Throughout the 1990s, DCC conducted engineering design and development activities for the USAF Advanced Technology Anti-G Suit (ATAGS) program. This included the design and analysis of advanced ATAGS/Combat Edge vest designs for the F-22 Raptor.

DCC designed and developed the Tactical Flyer's Ensemble (United States Patent 7,076,808). Research has also been conducted to develop the next generation of advanced pressure/spacesuit systems that will be required to satisfy emerging crewed space exploration requirements.
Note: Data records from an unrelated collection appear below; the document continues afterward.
PR #2342, opened 2026-07-12
fix(server): persist stored streaming responses

### LINKED ISSUE #1946: Responses API: streaming OpenResponses with store=true are not persisted for retrieval
`store: true` appears to be honored for non-streaming and background Responses API requests, but not for streaming OpenResponses.

## Summary

In `create_response`:

- Non-streaming path explicitly calls `cache.store_response(...)` when `store` is true.
- Background mode also calls `cache.store_response(...)` when `store` is true.
- Streaming path constructs `OpenResponsesStreamer` and returns `Sse::new(streamer)` without storing a completed `ResponseResource` in cache.

Inside `OpenResponsesStreamer`, completion logic can store conversation history, but it does not store a `ResponseResource` object in response cache.

## Why this is a bug

`GET /v1/responses/{id}` checks:

1. background task manager
2. `cache.get_response(id)`

If streamed responses are not stored in cache, retrieval can return 404 despite `store` defaulting to true.

This means persistence behavior differs by mode:

- non-streaming/background: stored
- streaming: not stored

## Expected behavior

When `store` is true (or default true), completed streaming OpenResponses should be retrievable via `GET /v1/responses/{id}` in the same way as non-streaming/background responses.

glaziermag:
Fixes #1946.

## Summary

Persist terminal streaming OpenResponses when `store=true` (the default), so `GET /v1/responses/{id}` can retrieve them just like non-streaming responses.

This is a one-file, one-commit rebuild of the useful part of closed draft #1985 on current `master`. Current head: `1a6bed7cb5c2361a2b123f143354d87a4a5ef539`.

## Implementation

- Store the final `ResponseResource` immediately before yielding `response.completed`.
- Cover both streamed chunk completion and the fallback `Response::Done` completion path.
- Persist the emitted failed resource for streamed model errors too, matching the existing non-streaming behavior.
- Keep `store=false` responses out of the cache.
- Persist before the terminal event is returned, so correctness does not depend on the client polling once more for the trailing `[DONE]`.
- Reuse the response object's own ID as the cache key.

The earlier draft retained a final response and stored it only after `[DONE]`. This rebuild avoids that extra state and the disconnect window.

## Regression coverage

Focused tests verify that:

- a terminal streaming response with `store=true` is retrievable from the response cache;
- `store=false` leaves no cached response;
- the existing response item lifecycle test remains green.

## Validation

Validated on Linux x86_64 with current stable Rust 1.97.0. The published commit points to the exact tested tree `7205276daf97cadfbcc48ae085b9ac434343c3b8`.

```bash
cargo +stable fmt --all -- --check
cargo +stable check -p mistralrs-server-core
cargo +stable check -p mistralrs-server-core --no-default-features
cargo +stable test -p mistralrs-server-core --no-default-features responses::tests
cargo +stable clippy -p mistralrs-server-core --tests --no-deps --no-default-features -- -D warnings
```

Focused test result: 5 passed, 0 failed (the filter includes the three Responses tests and two response-cache tests).

## Scope

This changes only Responses API persistence. It does not alter streaming event payloads, background response handling, or cache retention policy.


glaziermag:
Runtime validation on a live server (macOS arm64 CPU, gemma-3-1b-it Q4_K_M): `POST /v1/responses` with `stream:true, store:true` (foreground SSE) streamed `response.created`/`response.in_progress` events, and a subsequent `GET /v1/responses/{id}` returned the persisted response — `status: completed` with the message output. This is the exact #1946 scenario: pre-fix, streamed stored responses were not retrievable.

This included the development of the S1035-X ("D-suit") in the late 1990s and the follow-on Enhanced Mobility ACES circa 2005. In 2008, DCC, along with its subsidiary, Air-Lock, Inc. of Milford, Connecticut, partnered with Houston, Texas-based Oceaneering Space Systems to develop the Constellation Space Suit System (CSSS) for use on the then-upcoming Constellation program. In 2010, they designed, developed, and fabricated pressure suits utilized on the Red Bull Stratos project, with which Felix Baumgartner performed a record-breaking free fall from a high-altitude balloon on 14 October 2012.

In 2026, the S1041 also known as the NASA Orion Crew Survival System (OCSS) suit was flown as the secondary pressure safety system around the Moon with Artemis II.